Fantasmons un peu. Imaginons un pays qui préfère protéger ses policiers que ses citoyens. Imaginons un peu un pays qui estime qu’il faut garantir l’anonymat de ces policiers, même quand on sait que cela risque d’être la porte ouverte à l’impunité la plus totale pour leurs actes. Imaginons un pays qui décide de remplacer le nom des policiers (normalement visible, sur leur uniforme) par un « chiffre ». On ne sait pas s’il s’agira de « 34 » ou de « 00564200893 ». Imaginons donc un pays dans lequel une jeune femme qui se prend un coup de matraque par un policier lors d’une manif, alors qu’elle ne représentait aucun danger, ne peut plus savoir si ce policier s’appelle Pierre, Paul ou Jacques Van Pipersteen mais devra retenir ce numéro afin de pouvoir engager des poursuites, un numéro qui sera peut-être « 00564200893 ». On explique bien aux citoyens de ce pays, hautement dangereux donc, qu’il sera faciiiile pour le chef de corps d’identifier le policier fautif, grâce à sa voiture ou sa description, et donc qu’il ne faudra rien retenir. Mais elle voudra tout de même le retenir.

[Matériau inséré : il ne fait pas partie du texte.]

PR #4058, opened 2025-12-14
pacman: Make sure hookdir exists before running pacman

daandemeyer:
The latest pacman release seems to fail if the passed hookdir does not exist, so let's make sure it exists before invoking pacman.


daandemeyer:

Dans ce pays, on justifie cette brillante idée par les représailles dont seraient victimes les policiers. Des représailles qui ne sont pas documentées, par aucun chiffre, ni témoignage vérifiable (même si elles existent sûrement, oui). En revanche, en terme de violences policières, il vaut mieux ne pas vivre dans ce pays. Il a déjà été condamné par la Cour Européenne des droits de l’homme à ce sujet. Selon un organisme sérieux de ce pays, « ces derniers mois nous avons constaté une recrudescence des plaintes et des témoignages mais aussi une aggravation des faits rapportés« .

Parlons-en d’ailleurs des représailles. Cette jeune femme imaginaire de ce pays imaginaire a déjà été filmée lors d’autres manifestations sans qu’on ne lui ai jamais demandé son avis (droit à l’image, non ?). Maintenant que la police possède son image, dès qu’elle est confrontée aux policiers, ils sont beaucoup plus agressifs avec elle. Pire, alors qu’elle marchait près d’une autre manifestation, dont elle ne savait rien, à laquelle elle ne participait pas, elle a été violemment arrêtée. Des représailles, elle en subit aussi. Mais son pays s’en fiche. Ta violence, contre ma violence. Et puis, elle a déjà porté plainte contre des policiers. Des policiers, entre autres, ont jugé si la plainte est vraiment légitime. Non, il paraît. Pourtant, elle ne mentait pas.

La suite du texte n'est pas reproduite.